Adam Savage, maker, editor-in-chief of Tested.com
For Savage, a sudden moment of understanding brings a rush of endorphins. He’s always looking for that feeling. He told the audience that leaving with more questions than they arrived with is what this week of re:MARS is all about.
Brent Sherwood, SVP Advanced Development Programs, Blue Origin
Space is our future, Brent Sherwood told the audience. How would our world be different if 100,000 people went to the moon every year? Ultimately, Sherwood sees millions of people traveling into space for new experiences, to build new businesses, and even new homes. It’s closer than you might think.
Shohini Ghose, physicist, founding director, Laurier Centre for Women in Science
Here is a head scratcher, how quantum is quantum? Ghose guided the audience through the promise of quantum computing, from how it’s helping us understand the fundamental laws of nature, to protecting people against quantum hacking. In the future, Ghose said, for a quantum hacker to crack quantum security they would need to violate the laws of physics. And so far, that has proven impossible to pull off.
James Crawford, founder, chairman, and CTO, Orbital Insight
If you wanted to look at all the satellite data available, you would need 8 million people analyzing all day, every day. Crawford and his company want to use data and AI to give people and companies insight from all that data into the things you can’t see.
Jesse Levinson, CTO, Zoox
According to Levinson, autonomous vehicles are a once-in-a-lifetime opportunity to transform mobility. But making them safe enough to carry people—not just pizzas—is a truly difficult problem to solve. With a whole lot of smart sensors, data, and testing Levinson and the Zoox team are getting close.

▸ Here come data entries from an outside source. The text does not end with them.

PR #275, opened 2021-11-15
remove deepcopy of sensitivity dict to improve performance

Kenneth-T-Moore:
## Purpose

While doing some profiling, I discovered that the deepcopy of the sensitivity dictionary during `_masterFunc2` is a rather slow operation. On my problem, an 11.5 second optimization was spending 1.95 seconds in that deepcopy. Removing it and replacing with just a reference dropped my runtime to 9.5 seconds.  Obviously this is peanuts if you are optimizing a problem with long objective and gradient compute times, but if you are performing many optimizations on small fast problems, that extra couple of seconds per run is important.

I think replacing with a reference is safe in most cases, if not all. The user-provided (or openmdao-provided) gradient function assembles that dictionary, and I can't think of any reasonable cases where something is going to change those values before the next gradient request.

## Type of change

- [ ] Documentation update
- [ ] Maintenance update
- [ ] Other (please describe)

## Testing

This is just a performance change, so I verified that existing tests pass.

## Checklist

### DIFF
--- a/pyoptsparse/pyOpt_optimizer.py
+++ b/pyoptsparse/pyOpt_optimizer.py
@@ -468,7 +468,9 @@ class Optimizer(BaseSolver):
                 self.userSensCalls += 1
 
                 # User values are stored immediately
-                self.cache["funcsSens"] = copy.deepcopy(funcsSens)
+                # deepcopy of the sens dictionary is slow, so just reference it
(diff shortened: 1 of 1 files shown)


nwu63 (approved):
Thanks for this, LGTM

sseraj (approved):

PR #276, opened 2021-11-27
Fixed  an issue for the save_tec func in OptView

friedenhe:
Choosing the save tec file button will not work for OptView.py. It returned a "dict_keys object is not subscriptable" error. Need to convert the dict_keys to a list.

## Purpose
Fixed a bug for the save_tec function in OptView

## Type of change

- [ ] Documentation update
- [ ] Maintenance update
- [ ] Other (please describe)

## Checklist

### DIFF
--- a/pyoptsparse/postprocessing/OptView.py
+++ b/pyoptsparse/postprocessing/OptView.py
@@ -747,7 +747,7 @@ class Display(OVBaseClass):
             for name in values:
                 dat[name] = self.var_data[name]
 
-        keys = dat.keys()
+        keys = list(dat.keys())
 
         num_vars = len(keys)
         num_iters = len(dat[keys[0]])


sseraj (approved):

pyoptsparse/postprocessing/OptView.py
```diff
@@ -747,7 +747,7 @@ def save_tec(self):
             for name in values:
                 dat[name] = self.var_data[name]
 
-        keys = dat.keys()
+        keys = list(dat.keys())
```
nwu63, line 750: Given that this is unsorted, are we sure that for example line 753 is correct?

friedenhe: This should be fine. Although dat.keys() are not sorted, all its arrays have the same size. I have tested it with more than one key and it worked fine.

nwu63: Ah okay gotcha.

nwu63 (approved):

pyoptsparse/postprocessing/OptView.py
friedenhe: BTW: I think the save tec file is a very useful function for OptView. However, it is not in the OptView_dash version. I can not save the optimality to files for plotting. Maybe save_tec_file is a new feature worth migrating to OptView_dash

nwu63: Yeah OptView in general is a bit of a mess. We should clean that up, modernize it and make sure everything's consistent, but we just haven't had the chance to.

PR #277, opened 2021-12-20
Add message attribute to Exceptions

Laurentww:
## Purpose

Adding a message attribute to PyOptSparse Exceptions which allows for parsing of exceptions.

The motivation behind adding the message attribute is to be able to differentiate between `Error`s during testing. For example, to know whether an error is due to the SNOPT libraries not being available or due to problem option incompatibility.

## Type of change

- [ ] Documentation update
- [ ] Maintenance update
- [ ] Other (please describe)

## Testing

Raise `Error()` during the evaluation of the problem objective or sensitivities and check that the raised error instance has a `message` attribute.

## Checklist

### DIFF
--- a/pyoptsparse/pyOpt_error.py
+++ b/pyoptsparse/pyOpt_error.py
@@ -23,7 +23,11 @@ class Error(Exception):
                 i += len(word) + 1
         msg += " " * (79 - i) + "|\n" + "+" + "-" * 78 + "+" + "\n"
         print(msg)
-        Exception.__init__(self)
+        self.message = msg
+        super(Error, self).__init__(message)
+
+    def __str__(self):
+        return self.message
 
 
 class pyOptSparseWarning:
--- a/pyoptsparse/pyOpt_error.py
+++ b/pyoptsparse/pyOpt_error.py
@@ -24,7 +24,7 @@ class Error(Exception):
         msg += " " * (79 - i) + "|\n" + "+" + "-" * 78 + "+" + "\n"
         print(msg)
         self.message = msg
-        super(Error, self).__init__(message)
+        super().__init__(message)
 
     def __str__(self):
         return self.message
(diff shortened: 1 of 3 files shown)


pyoptsparse/pyOpt_error.py
```diff
@@ -23,7 +23,11 @@ def __init__(self, message):
                 i += len(word) + 1
         msg += " " * (79 - i) + "|\n" + "+" + "-" * 78 + "+" + "\n"
         print(msg)
-        Exception.__init__(self)
+        self.message = msg
```
nwu63, line 26: Do you want to store the formatted message, or the raw `message` string as the attribute? The latter may be easier to work with if you want to parse it.

pyoptsparse/pyOpt_error.py
```diff
@@ -23,7 +23,11 @@ def __init__(self, message):
...
+        super(Error, self).__init__(message)
```
nwu63, line 27: I would prefer the more modern `super().__init__(message)` here

nwu63 (commented):
See comments below. Can you talk about the motivation behind this change, and how you would go about using this?

pyoptsparse/pyOpt_error.py
Laurentww: That makes sense, thanks

pyoptsparse/pyOpt_error.py
Laurentww: Left it in there for clarity, but I agree

Laurentww:
Updated the PR purpose section

nwu63:
Ah, I see the motivation now. This is something that we had discussed internally also---using just the same `Error` class for everything is probably a bad idea. In the long term, I would actually like to go back to built-in exceptions for most stuff, and maybe even create a few specific exception classes for specific issues (such as error importing the compiled libraries). That way, the error message/catching can be done more programmatically than parsing the message and relying on the message being a certain way.

That being said, I'm fine with this as is, but do watch out for release messages in the future if we decide to overhaul the error system. And if you ever feel like working on that feel free to reach out, we're always happy to take contributions :)

nwu63 (approved):
Looks good, thanks for adding this to the tests too

marcomangano (approved):

PR #279, opened 2022-01-28
Suppress SNOPT minor print log

nwu63:
## Purpose
I changed the default SNOPT options to suppress the minor print log

## Type of change

- [ ] Documentation update
- [ ] Maintenance update
- [ ] Other (please describe)

## Testing
Try it locally, the minor printing log no longer appears.

## Checklist

### DIFF
--- a/doc/optimizers/SNOPT_options.yaml
+++ b/doc/optimizers/SNOPT_options.yaml
@@ -7,8 +7,11 @@ iSumm:
 Print file:
   desc: Print file name
 
-Summary file: 
+Summary file:
   desc: Summary file name
+
+Minor print level:
+  desc: Minor iterations print level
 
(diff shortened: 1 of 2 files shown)


sseraj (approved):
The minor iteration log usually clutters the output without adding much value so I support this change.

marcomangano (approved):
Agreed, this is the best default behavior. Still not sure why the minor iters were just appearing "randomly" though.

nwu63:
> Agreed, this is the best default behavior. Still not sure why the minor iters were just appearing "randomly" though.

They were not! By default, I think the log is printed every 100 minor iterations. There are some major iterations (especially later ones) where the number of minor iterations per major iteration is < 100, so nothing is shown.

Issue #220, opened 2021-03-20
Refactor optimizer wrappers


nwu63:
# Description of feature
There is a ton of shared code between different optimizer wrappers:
- setting up the parameters
- comm splitting and bcast after
- creating the solution after

There are also tons of class attributes which are set by each optimizer without using the class structure properly. All these can be reorganized with significantly less code duplication.

# Potential solution
- Create a `__call__` function in the parent class, which does the shared stuff:
	- This can call optimizer-specific functions which does the actual work (generating inputs, calling the optimizer, etc.)
- In the init, properly set the class attributes.

PR #281, opened 2022-02-04
Added iteration timing to history file

### LINKED ISSUE #147: Add iteration timing
## Type of issue
What types of issue is it?

## Description
I propose that we add a new key called `time` under each `callCounter`, which stores the wall time elapsed in seconds since the beginning of the optimization. This would allow an optimization history to be plotted against wall time, in addition to the callCounter available.

nwu63:
## Purpose
This was a popular feature request. Closes #147. The history file will now have `time` embedded in each iteration, which is helpful for plotting values against time instead of just iterations. Unfortunately the implementation is a bit crude since the same boilerplate code is in each optimizer wrapper---see #220. Nevertheless, this works and I've added some tests also.

I also added a basic`tearDown` implementation to clean up some of the generated test files, but this is incomplete.

## Type of change

- [ ] Documentation update
- [ ] Maintenance update
- [ ] Other (please describe)

## Testing
I added some tests.

## Checklist

### DIFF
--- a/tests/testing_utils.py
+++ b/tests/testing_utils.py
@@ -1,6 +1,6 @@
 # Standard Python modules
-import unittest
 import os
+import unittest
 
 # External modules
 import numpy as np
--- a/tests/testing_utils.py
+++ b/tests/testing_utils.py
@@ -383,6 +383,13 @@ class OptTest(unittest.TestCase):
         # getValues checks
         val = hist.getValues()
 
+        # timing checks
+        times = hist.getValues(names="time", major=False)["time"]
+        # the times should be monotonically increasing
+        self.assertTrue(np.all(np.diff(times) > 0))
+        # the final time should be close to the metadata time
+        assert_allclose(times[-1], metadata["optTime"], rtol=1e-3, atol=1e-1)
+
         # this check is only used for optimizers that guarantee '0' and 'last' contain funcs
         if self.optName in ["SNOPT", "PSQP"]:
             val = hist.getValues(callCounters=["0", "last"], stack=True)
--- a/tests/testing_utils.py
+++ b/tests/testing_utils.py
@@ -1,5 +1,6 @@
 # Standard Python modules
 import unittest
+import os
 
 # External modules
 import numpy as np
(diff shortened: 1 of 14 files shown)


ArshSaja:
Some style checks are failing. Is it okay to move on ?

nwu63:
I've fixed all the violations

tests/testing_utils.py
```diff
@@ -432,3 +443,13 @@ def optimize_with_hotstart(self, tol, optOptions=None, x0=None):
         # we should have zero actual function/gradient evaluations
         self.assertEqual(self.nf, 0)
         self.assertEqual(self.ng, 0)
+
+    def tearDown(self):
+        # remove history file
```
marcomangano, line 448: What is missing here? It looks like it is covering all the generated files

marcomangano (commented):
This is nice! ...but, given that we already have `metadata['optTime']`, wouldn't it be more useful to store the single iteration time rather than the cumulative time at iteration n? I know it's an easy post-production step and might mess with the test you set up, but I feel the info would me easier to interpret, especially if using OptView or `dictview`

nwu63:
> This is nice! ...but, given that we already have `metadata['optTime']`, wouldn't it be more useful to store the single iteration time rather than the cumulative time at iteration n? I know it's an easy post-production step and might mess with the test you set up, but I feel the info would me easier to interpret, especially if using OptView or `dictview`

I think from a postprocessing perspective cumulative time makes more sense, as you would usually want to plot DV etc. against cumulative time to replace the iteration counters. What would be the use case for single iteration time?

tests/testing_utils.py
nwu63: Didn't get rid of all the files for me when I tried this. Don't have time to fix this though.

marcomangano:
> > This is nice! ...but, given that we already have `metadata['optTime']`, wouldn't it be more useful to store the single iteration time rather than the cumulative time at iteration n? I know it's an easy post-production step and might mess with the test you set up, but I feel the info would me easier to interpret, especially if using OptView or `dictview`
> 
> I think from a postprocessing perspective cumulative time makes more sense, as you would usually want to plot DV etc. against cumulative time to replace the iteration counters. What would be the use case for single iteration time?

Oh I see, makes sense! From my perspective, because my cases are annoyingly long, it could be useful to monitor iter-time vs iteration as well. But you are right, from a general user perspective the cumulative time might be more relevant

ArshSaja (approved):
Thanks Neil..

marcomangano (approved):

PR #282, opened 2022-02-15
Enable hotStart option for ALPSO optimization

Laurentww:
## Purpose

To enable hot-starting of ALPSO optimization.

## Type of change

- [ ] Documentation update
- [ ] Maintenance update
- [x] Other (please describe)

Enabling of a disabled feature

## Checklist

### DIFF
--- a/pyoptsparse/pyALPSO/pyALPSO.py
+++ b/pyoptsparse/pyALPSO/pyALPSO.py
@@ -81,7 +81,7 @@ class ALPSO(Optimizer):
         }
         return defOpts
 
-    def __call__(self, optProb, storeHistory=None, **kwargs):
+    def __call__(self, optProb, storeHistory=None, hotStart=None, **kwargs):
         """
         This is the main routine used to solve the optimization
         problem.
@@ -95,6 +95,16 @@ class ALPSO(Optimizer):
         storeHistory : str
             File name of the history file into which the history of
             this optimization will be stored
+
+        hotStart : str
+            File name of the history file to "replay" for the
+            optimization.  The optimization problem used to generate
+            the history file specified in 'hotStart' must be
+            **IDENTICAL** to the currently supplied 'optProb'. By
+            identical we mean, **EVERY SINGLE PARAMETER MUST BE
+            IDENTICAL**. As soon as he requested evaluation point
+            from ALPSO does not match the history and function
+            evaluations revert back to normal evaluations.
 
         Notes
         -----
@@ -114,7 +124,7 @@ class ALPSO(Optimizer):
         self.optProb = optProb
         self.optProb.finalize()
         # Set history/hotstart/coldstart
-        self._setHistory(storeHistory, None)
+        self._setHistory(storeHistory, hotStart)
         self._setInitialCacheValues()
 
         if len(optProb.constraints) == 0:


Laurentww:
Thanks for reviewing! 

I added a test using the simple Sphere problem because on the Rosenbrock problem it was increasingly difficult to tune the ALPSO parameters in order to pass the test, bearing in mind reasonable tolerances and computational cost. Still, I'm not sure if the added feature rectifies the added test compute-time.

Laurentww:
Thanks for reviewing!

I added a simple Sphere problem because it was difficult to tune the ALPSO parameters for the Rosenbrock problem, keeping in mind reasonable test tolerances and added computational cost. Still, I’m not sure if the test compute-time justifies the added feature.

marcomangano:
> Thanks for reviewing!
> 
> I added a simple Sphere problem because it was difficult to tune the ALPSO parameters for the Rosenbrock problem, keeping in mind reasonable test tolerances and added computational cost. Still, I’m not sure if the test compute-time justifies the added feature.

Thanks for the extra effort, that's a nice addition! I tried the changes locally and the new test only adds 5 seconds to the total time. For the Azure tests we use the `--pre-announce` option, which runs testflo on a single core. That explains the longer time needed by the new test on this PR. Anyway, the time increase in that case is still negligible in my opinion, so I feel it's worth keeping the new test.

tests/testing_utils.py
```diff
@@ -184,9 +184,10 @@ def assert_solution_allclose(self, sol, tol, partial_x=False):
         # now we assert against the closest solution
         # objective
         # sol.fStar was broken for earlier versions of SNOPT
-        if self.optName == "SNOPT" and parse_version(self.optVersion) >= parse_version("7.7.7"):
-            assert_allclose(sol.fStar, self.fStar[self.sol_index], atol=tol, rtol=tol)
-        sol_objectives = np.array([sol.objectives[key].value for key in sol.objectives])
+        if self.optName == "SNOPT" and parse_version(self.optVersion) < parse_version("7.7.7"):
```
nwu63, line 187: Good fix!

tests/testing_utils.py
```diff
@@ -412,7 +413,8 @@ def optimize_with_hotstart(self, tol, optOptions=None, x0=None):
         sol = self.optimize(storeHistory=True, optOptions=optOptions, setDV=x0)
         self.assert_solution_allclose(sol, tol)
         self.assertGreater(self.nf, 0)
-        self.assertGreater(self.ng, 0)
+        if self.optName != "ALPSO":
```
nwu63, line 416: Instead of adding these checks specifically for ALPSO, I would prefer if we defined a set of gradient-free optimizers after [this line](https://github.com/Laurentww/pyoptsparse/blob/master/tests/testing_utils.py#L129), e.g. `GRAD_FREE_OPTIMIZERS = {"NSGA2", "ALPSO"}`, then we can check with `if self.optName in GRAD_FREE_OPTIMIZERS:`

nwu63 (changes requested):
Thanks for adding the test, see minor comments below.

tests/testing_utils.py
Laurentww: That clarifies it nicely, thanks for suggesting. I added it in the last commit.

nwu63 (approved):

marcomangano (approved):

Michio Kaku, author, Science TV correspondent, and radio host
The next time you get kidnapped by aliens, make sure you steal something. There’s no current earthly law against it, and the rest of us need proof that intelligent life in outer space exists. Could be anything, an alien paperclip, or a time-bending dish towel.
Today's keynote starts at 9:00 a.m. PST
How can machine learning disrupt a 2,800-year-old routine? Will robot helpers soon roam factory floors with humans? Today's keynote answers these questions and more. Register for free to watch.
What is ambient intelligence?
If you haven’t already heard the term "ambient intelligence," chances are you’re already aware of one its most recognizable examples: Amazon Alexa.
Today in his keynote, Alexa AI senior vice president and head scientist Rohit Prasad said ambient intelligence is artificial intelligence that is everywhere around us—responding to requests and anticipating our needs, but fading into the background when we don’t need it.
Take Alexa, which is both reactive, responding to explicit customer requests, and also proactive, anticipating customer needs. Customers interact with Alexa billions of times each week. More than 30% of smart-home interactions are initiated by Alexa thanks to predictive and proactive features like Hunches (where Alexa alerts you when a connected smart home device isn't in its usual state, for example if a smart light is still on when you say “good night”) and Routines (where Alexa saves you time by grouping together a bunch of actions so you don’t have to ask for each one individually).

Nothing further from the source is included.